[Work to be completed] Read the records below and copy each line that contains "approveAutomaticallySet".

[Excerpted data]
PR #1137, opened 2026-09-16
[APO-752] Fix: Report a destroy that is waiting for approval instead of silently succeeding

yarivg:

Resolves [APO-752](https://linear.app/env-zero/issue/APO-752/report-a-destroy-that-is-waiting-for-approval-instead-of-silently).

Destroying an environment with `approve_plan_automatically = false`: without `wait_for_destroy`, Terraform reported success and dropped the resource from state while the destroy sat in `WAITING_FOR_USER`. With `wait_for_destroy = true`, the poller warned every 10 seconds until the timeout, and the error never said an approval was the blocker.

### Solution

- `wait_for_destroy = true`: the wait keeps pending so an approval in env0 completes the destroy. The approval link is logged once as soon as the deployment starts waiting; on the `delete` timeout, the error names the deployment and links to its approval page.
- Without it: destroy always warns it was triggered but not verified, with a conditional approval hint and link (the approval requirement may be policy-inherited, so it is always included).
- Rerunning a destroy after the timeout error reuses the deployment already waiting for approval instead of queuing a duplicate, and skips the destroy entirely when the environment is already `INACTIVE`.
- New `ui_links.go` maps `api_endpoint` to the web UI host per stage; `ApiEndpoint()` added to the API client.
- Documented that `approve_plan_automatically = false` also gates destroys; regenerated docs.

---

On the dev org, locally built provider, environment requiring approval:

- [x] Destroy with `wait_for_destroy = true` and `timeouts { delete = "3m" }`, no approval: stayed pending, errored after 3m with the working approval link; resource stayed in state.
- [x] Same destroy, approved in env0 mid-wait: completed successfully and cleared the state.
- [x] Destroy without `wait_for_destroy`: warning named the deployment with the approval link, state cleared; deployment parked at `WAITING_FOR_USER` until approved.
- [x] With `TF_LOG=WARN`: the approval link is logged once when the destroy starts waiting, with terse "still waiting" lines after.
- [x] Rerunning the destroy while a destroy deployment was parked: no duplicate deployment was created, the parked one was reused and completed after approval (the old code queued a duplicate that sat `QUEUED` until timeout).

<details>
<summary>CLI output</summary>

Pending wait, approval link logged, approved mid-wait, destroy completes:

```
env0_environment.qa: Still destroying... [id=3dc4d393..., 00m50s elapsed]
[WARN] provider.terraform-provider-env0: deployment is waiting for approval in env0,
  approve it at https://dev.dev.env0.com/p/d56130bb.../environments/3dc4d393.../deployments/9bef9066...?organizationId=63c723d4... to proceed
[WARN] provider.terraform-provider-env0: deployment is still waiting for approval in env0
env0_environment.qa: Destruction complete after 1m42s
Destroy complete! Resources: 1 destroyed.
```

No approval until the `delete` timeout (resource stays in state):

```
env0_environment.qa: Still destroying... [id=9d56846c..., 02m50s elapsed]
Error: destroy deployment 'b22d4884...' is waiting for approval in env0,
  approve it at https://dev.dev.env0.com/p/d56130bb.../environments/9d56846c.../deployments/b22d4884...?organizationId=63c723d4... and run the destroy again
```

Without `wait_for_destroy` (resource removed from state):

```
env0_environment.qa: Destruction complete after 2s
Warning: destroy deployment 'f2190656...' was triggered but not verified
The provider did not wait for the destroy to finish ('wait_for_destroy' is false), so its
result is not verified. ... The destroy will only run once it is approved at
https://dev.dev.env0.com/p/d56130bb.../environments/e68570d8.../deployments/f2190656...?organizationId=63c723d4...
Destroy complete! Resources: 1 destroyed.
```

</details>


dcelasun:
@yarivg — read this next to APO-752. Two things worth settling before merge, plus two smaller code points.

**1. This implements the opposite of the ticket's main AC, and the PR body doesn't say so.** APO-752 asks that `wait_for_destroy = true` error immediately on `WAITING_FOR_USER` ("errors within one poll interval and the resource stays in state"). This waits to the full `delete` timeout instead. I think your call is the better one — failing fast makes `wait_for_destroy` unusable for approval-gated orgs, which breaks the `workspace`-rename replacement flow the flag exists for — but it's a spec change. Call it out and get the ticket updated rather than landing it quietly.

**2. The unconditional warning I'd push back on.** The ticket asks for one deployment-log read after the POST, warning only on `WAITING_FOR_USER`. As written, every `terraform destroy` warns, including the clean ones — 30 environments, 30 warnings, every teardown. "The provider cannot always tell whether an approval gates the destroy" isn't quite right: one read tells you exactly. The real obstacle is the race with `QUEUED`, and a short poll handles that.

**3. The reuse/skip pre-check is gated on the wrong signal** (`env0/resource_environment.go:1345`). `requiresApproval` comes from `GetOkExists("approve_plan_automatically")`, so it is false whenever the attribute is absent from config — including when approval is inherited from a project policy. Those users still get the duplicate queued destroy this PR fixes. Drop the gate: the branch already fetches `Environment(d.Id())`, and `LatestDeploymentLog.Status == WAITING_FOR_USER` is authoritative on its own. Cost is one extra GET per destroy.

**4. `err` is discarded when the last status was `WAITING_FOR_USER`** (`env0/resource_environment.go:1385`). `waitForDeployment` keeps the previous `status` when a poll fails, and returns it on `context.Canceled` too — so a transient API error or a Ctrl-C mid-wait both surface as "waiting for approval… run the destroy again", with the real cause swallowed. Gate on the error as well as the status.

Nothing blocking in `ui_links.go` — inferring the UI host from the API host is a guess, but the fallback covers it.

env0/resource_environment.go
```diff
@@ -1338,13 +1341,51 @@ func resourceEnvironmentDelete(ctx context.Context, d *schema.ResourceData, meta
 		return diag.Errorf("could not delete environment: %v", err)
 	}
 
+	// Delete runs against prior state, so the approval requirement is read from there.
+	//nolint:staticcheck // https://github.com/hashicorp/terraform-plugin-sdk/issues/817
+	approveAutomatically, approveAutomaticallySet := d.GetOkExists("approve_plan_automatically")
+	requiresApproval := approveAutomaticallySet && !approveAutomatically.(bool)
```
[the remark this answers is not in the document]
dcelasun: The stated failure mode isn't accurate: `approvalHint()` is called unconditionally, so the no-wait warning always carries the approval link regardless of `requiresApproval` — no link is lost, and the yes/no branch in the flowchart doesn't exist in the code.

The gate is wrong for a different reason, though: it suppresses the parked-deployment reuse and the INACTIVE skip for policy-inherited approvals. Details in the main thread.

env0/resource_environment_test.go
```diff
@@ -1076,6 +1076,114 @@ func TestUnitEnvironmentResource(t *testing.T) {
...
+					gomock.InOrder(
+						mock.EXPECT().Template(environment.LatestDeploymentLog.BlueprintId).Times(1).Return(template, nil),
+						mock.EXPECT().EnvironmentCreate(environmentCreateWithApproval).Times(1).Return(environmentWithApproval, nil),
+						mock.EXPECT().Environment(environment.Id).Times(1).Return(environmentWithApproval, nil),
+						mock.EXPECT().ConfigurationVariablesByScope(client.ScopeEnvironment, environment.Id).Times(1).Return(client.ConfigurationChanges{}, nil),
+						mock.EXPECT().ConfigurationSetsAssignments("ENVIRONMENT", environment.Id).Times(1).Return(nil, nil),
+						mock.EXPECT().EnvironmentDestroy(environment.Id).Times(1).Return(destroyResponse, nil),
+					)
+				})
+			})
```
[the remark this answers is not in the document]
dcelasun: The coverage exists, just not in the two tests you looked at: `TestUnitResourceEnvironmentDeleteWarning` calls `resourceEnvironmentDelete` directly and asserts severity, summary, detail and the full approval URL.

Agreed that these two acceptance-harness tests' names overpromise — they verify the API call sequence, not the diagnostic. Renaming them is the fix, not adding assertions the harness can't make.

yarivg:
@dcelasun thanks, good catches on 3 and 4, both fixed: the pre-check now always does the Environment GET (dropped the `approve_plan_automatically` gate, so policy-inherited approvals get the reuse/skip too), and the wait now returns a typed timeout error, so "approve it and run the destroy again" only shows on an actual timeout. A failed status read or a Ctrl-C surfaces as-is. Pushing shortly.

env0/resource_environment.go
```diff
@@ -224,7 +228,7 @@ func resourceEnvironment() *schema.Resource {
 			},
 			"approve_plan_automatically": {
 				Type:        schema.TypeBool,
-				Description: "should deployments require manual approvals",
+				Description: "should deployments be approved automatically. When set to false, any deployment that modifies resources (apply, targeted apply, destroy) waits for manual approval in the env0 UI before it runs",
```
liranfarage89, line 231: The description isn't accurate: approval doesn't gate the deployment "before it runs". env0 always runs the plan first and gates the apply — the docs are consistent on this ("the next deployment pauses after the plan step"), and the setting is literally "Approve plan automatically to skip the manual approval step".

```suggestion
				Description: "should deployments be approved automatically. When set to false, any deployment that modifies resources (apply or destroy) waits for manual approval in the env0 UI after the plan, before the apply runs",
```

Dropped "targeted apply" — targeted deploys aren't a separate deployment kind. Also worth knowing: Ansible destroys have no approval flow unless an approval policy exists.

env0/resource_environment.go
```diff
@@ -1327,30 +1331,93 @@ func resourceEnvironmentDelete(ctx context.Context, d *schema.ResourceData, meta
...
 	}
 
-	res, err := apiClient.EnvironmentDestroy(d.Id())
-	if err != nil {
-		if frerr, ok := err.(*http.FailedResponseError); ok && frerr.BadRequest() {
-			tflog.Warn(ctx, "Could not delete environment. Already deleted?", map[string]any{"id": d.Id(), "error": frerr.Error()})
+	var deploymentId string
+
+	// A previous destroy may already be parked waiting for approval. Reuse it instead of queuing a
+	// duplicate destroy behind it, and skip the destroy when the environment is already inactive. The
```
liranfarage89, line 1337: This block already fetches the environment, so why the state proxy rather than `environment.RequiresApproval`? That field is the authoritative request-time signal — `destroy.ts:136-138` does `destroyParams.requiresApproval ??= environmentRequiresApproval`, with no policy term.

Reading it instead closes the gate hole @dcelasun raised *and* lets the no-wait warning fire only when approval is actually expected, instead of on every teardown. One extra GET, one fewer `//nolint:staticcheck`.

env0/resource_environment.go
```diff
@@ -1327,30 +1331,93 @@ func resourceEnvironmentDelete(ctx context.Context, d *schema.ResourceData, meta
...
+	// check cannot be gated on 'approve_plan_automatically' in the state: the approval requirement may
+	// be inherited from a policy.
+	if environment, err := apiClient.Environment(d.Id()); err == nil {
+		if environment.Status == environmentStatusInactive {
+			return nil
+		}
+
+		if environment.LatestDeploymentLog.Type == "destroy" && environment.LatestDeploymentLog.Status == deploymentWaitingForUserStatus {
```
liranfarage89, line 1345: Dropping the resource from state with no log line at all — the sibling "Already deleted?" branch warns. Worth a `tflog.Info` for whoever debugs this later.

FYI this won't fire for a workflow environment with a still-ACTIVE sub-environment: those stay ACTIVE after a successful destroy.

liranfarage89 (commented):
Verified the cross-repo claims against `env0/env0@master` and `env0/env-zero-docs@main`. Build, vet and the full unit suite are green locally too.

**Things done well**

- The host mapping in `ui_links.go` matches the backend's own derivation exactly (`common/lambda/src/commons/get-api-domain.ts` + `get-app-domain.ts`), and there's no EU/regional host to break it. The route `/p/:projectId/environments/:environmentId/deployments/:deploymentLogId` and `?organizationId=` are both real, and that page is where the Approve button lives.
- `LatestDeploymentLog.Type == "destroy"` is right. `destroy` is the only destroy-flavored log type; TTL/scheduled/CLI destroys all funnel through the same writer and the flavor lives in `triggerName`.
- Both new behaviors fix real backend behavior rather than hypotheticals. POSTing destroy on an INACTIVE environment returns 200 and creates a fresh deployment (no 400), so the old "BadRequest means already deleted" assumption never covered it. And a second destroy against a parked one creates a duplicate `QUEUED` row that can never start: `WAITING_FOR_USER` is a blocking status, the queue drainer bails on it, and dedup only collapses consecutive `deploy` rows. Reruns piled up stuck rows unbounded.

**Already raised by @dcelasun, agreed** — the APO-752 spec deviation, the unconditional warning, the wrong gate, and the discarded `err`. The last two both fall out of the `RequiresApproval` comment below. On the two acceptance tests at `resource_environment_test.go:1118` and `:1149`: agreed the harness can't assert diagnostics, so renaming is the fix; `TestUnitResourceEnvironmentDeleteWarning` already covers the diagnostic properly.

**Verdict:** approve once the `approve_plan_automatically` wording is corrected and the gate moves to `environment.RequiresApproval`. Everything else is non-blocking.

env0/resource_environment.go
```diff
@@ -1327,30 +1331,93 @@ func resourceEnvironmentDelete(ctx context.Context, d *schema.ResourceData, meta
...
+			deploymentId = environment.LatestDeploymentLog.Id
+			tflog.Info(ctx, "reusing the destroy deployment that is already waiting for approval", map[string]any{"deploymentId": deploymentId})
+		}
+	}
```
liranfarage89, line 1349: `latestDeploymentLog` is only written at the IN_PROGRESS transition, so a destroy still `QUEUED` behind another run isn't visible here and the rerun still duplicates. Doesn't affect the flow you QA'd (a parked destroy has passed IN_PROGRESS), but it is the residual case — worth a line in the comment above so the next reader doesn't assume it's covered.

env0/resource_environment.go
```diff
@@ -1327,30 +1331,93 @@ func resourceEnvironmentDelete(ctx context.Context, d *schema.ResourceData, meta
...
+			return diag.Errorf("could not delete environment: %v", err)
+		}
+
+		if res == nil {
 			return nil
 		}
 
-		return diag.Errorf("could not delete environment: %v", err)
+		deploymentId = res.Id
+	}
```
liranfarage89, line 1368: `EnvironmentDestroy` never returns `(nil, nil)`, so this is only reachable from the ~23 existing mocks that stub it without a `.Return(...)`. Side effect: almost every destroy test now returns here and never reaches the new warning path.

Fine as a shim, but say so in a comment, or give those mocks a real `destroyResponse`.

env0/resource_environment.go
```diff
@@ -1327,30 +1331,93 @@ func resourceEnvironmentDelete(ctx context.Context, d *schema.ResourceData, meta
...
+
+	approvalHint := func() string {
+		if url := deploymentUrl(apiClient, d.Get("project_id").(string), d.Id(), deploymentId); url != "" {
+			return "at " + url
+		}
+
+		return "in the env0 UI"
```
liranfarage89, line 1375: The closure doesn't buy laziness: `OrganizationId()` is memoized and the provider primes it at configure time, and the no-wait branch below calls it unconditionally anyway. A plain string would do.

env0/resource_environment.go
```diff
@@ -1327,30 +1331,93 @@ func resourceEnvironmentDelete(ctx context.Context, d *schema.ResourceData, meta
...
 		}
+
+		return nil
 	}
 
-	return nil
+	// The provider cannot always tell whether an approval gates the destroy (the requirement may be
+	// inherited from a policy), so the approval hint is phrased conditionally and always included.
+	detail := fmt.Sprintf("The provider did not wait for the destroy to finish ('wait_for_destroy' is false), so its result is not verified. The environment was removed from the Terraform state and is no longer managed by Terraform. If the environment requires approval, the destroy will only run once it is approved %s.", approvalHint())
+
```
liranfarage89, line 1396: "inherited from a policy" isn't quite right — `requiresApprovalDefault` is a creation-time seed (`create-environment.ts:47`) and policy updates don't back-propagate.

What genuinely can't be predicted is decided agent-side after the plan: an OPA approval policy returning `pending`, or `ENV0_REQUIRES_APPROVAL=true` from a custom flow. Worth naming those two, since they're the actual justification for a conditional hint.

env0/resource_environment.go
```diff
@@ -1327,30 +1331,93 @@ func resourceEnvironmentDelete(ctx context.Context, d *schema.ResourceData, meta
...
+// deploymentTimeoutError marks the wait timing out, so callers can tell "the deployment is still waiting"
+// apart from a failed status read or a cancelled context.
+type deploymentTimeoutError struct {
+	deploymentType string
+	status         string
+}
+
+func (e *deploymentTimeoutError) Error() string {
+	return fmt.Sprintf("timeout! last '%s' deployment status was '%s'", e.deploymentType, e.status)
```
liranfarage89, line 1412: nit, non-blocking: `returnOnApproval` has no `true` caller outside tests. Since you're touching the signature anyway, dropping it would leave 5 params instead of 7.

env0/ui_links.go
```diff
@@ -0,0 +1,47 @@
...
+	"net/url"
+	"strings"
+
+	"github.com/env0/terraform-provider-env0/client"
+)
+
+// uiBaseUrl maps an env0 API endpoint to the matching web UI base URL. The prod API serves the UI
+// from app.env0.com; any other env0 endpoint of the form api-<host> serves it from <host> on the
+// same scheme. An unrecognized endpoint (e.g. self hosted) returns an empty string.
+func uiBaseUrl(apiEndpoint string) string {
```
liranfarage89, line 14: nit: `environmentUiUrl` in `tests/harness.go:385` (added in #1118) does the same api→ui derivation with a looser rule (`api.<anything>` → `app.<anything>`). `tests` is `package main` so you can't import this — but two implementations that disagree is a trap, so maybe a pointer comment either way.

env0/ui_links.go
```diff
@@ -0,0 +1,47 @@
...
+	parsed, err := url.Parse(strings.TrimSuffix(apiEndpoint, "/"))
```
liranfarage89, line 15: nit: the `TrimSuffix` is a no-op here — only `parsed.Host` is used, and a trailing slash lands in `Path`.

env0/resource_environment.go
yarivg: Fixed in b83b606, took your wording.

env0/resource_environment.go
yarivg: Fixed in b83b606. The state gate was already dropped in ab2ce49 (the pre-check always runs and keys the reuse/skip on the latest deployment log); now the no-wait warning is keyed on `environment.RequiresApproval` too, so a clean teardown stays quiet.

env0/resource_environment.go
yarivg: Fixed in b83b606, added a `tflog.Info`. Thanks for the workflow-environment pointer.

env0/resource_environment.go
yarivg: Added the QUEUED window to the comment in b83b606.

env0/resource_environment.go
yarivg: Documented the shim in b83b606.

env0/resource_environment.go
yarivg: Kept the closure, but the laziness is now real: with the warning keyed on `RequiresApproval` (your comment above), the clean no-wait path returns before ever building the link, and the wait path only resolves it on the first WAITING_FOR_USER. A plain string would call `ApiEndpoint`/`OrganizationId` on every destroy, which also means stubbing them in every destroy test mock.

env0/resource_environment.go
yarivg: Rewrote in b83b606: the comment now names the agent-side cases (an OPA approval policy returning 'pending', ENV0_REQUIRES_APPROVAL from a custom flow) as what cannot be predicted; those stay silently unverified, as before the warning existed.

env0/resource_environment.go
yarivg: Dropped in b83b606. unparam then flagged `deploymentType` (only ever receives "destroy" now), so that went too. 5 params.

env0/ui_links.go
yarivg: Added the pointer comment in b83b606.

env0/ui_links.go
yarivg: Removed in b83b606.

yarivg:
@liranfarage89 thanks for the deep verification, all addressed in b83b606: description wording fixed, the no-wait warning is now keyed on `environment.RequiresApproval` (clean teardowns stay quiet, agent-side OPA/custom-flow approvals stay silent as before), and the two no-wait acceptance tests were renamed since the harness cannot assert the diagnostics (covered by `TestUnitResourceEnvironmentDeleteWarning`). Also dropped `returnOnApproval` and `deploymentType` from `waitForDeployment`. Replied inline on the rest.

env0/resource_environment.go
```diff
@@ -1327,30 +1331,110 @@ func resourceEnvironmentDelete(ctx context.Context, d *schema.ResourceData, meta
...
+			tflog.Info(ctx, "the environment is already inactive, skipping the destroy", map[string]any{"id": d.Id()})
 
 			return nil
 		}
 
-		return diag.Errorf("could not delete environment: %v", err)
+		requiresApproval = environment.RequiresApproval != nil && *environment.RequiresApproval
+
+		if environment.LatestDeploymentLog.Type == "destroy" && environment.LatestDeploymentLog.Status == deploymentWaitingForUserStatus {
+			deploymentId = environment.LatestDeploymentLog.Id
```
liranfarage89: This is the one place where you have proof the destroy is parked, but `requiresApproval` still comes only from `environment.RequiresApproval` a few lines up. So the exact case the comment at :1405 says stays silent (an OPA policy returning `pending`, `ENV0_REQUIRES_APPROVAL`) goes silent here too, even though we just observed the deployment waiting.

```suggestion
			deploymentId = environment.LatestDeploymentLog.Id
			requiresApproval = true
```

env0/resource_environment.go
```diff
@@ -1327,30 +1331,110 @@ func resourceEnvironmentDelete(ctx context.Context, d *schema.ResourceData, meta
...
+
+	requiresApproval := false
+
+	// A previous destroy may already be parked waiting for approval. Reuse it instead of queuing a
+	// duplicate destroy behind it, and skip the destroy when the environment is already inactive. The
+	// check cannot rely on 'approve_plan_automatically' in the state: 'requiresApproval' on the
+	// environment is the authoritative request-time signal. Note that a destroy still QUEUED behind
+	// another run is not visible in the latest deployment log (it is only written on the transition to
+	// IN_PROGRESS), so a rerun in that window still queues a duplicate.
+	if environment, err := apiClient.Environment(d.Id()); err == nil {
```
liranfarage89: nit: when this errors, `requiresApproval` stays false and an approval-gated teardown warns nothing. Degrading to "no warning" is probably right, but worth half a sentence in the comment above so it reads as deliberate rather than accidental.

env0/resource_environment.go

...

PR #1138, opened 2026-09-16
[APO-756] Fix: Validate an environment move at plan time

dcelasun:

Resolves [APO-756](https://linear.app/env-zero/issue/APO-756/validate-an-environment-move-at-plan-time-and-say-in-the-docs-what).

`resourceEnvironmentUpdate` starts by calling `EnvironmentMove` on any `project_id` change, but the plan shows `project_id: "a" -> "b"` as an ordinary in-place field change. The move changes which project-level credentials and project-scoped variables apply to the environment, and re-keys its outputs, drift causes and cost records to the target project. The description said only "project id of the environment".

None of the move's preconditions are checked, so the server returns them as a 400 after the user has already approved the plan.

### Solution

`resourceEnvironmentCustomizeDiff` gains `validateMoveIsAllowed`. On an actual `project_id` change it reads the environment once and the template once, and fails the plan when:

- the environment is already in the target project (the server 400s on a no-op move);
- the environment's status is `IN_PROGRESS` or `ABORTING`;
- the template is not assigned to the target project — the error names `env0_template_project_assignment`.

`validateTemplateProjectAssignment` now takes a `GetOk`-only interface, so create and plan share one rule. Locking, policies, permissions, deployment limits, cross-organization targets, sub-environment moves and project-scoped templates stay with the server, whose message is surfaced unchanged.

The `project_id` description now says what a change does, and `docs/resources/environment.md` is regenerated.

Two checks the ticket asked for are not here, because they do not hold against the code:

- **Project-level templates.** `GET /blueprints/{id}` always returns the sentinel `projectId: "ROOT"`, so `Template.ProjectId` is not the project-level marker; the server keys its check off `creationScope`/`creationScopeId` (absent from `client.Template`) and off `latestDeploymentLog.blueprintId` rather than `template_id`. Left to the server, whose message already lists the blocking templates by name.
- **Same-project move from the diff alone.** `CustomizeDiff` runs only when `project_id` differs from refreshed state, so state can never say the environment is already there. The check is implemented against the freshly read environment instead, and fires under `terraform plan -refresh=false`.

==

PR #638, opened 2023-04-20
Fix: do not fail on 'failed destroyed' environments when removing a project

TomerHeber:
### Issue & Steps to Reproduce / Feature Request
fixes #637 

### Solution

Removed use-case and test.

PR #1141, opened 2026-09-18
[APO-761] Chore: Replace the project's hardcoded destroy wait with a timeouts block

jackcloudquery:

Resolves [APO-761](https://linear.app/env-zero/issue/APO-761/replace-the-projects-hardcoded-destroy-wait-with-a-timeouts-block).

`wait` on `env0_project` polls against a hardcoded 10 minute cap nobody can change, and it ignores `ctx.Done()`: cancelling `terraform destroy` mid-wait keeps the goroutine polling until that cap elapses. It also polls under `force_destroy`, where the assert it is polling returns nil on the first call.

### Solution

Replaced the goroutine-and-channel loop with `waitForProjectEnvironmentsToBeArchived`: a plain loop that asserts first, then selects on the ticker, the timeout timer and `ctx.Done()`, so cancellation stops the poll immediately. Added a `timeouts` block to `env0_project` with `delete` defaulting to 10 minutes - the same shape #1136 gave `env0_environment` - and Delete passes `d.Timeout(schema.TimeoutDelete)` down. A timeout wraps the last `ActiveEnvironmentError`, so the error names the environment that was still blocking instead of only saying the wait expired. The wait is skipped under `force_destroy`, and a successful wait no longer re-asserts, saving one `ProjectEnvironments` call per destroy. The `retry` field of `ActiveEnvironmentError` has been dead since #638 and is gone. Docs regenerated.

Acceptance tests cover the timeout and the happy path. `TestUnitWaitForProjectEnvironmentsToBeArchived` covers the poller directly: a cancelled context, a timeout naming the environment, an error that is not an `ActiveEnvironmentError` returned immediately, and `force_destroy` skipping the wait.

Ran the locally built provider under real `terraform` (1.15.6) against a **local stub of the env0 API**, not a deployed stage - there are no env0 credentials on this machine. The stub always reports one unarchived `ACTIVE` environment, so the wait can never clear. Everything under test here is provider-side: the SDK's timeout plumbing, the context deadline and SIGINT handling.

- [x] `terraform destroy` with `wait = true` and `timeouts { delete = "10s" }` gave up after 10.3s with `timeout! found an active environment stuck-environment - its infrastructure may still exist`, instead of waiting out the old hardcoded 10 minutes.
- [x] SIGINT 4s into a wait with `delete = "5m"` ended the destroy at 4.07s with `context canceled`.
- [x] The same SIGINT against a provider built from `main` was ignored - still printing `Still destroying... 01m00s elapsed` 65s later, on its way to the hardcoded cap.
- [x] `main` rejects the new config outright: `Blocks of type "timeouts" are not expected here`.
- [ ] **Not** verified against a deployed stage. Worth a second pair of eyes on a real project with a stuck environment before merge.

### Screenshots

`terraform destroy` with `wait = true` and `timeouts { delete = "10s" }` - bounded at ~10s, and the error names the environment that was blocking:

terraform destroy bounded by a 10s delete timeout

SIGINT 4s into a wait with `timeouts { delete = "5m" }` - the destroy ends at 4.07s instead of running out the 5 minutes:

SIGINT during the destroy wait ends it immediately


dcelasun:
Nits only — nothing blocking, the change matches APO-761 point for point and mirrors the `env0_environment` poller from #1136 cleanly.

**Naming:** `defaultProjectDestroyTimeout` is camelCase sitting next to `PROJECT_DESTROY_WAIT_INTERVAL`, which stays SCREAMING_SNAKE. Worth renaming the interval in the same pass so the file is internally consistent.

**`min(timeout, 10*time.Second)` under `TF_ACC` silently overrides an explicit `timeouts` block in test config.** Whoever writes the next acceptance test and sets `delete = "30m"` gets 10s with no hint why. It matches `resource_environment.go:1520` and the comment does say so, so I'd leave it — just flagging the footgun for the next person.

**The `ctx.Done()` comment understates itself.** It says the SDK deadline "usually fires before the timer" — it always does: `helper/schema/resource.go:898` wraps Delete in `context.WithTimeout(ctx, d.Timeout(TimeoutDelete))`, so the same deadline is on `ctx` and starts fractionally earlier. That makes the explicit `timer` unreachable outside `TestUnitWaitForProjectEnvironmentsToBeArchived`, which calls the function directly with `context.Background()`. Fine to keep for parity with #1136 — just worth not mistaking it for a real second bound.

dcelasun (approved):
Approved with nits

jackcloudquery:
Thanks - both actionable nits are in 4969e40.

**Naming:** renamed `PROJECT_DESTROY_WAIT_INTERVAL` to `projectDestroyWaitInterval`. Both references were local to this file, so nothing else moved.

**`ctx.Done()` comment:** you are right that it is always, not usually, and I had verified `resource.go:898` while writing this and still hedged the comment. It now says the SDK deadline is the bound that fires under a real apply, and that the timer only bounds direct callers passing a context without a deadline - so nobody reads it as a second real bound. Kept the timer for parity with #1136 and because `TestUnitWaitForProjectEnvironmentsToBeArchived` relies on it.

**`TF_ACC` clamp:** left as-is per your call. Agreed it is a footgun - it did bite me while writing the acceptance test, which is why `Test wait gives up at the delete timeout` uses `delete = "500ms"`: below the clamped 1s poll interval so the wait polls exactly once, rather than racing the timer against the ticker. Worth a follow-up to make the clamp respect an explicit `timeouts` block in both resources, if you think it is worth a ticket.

[Final answer]
+	approveAutomatically, approveAutomaticallySet := d.GetOkExists("approve_plan_automatically")
+	requiresApproval := approveAutomaticallySet && !approveAutomatically.(bool)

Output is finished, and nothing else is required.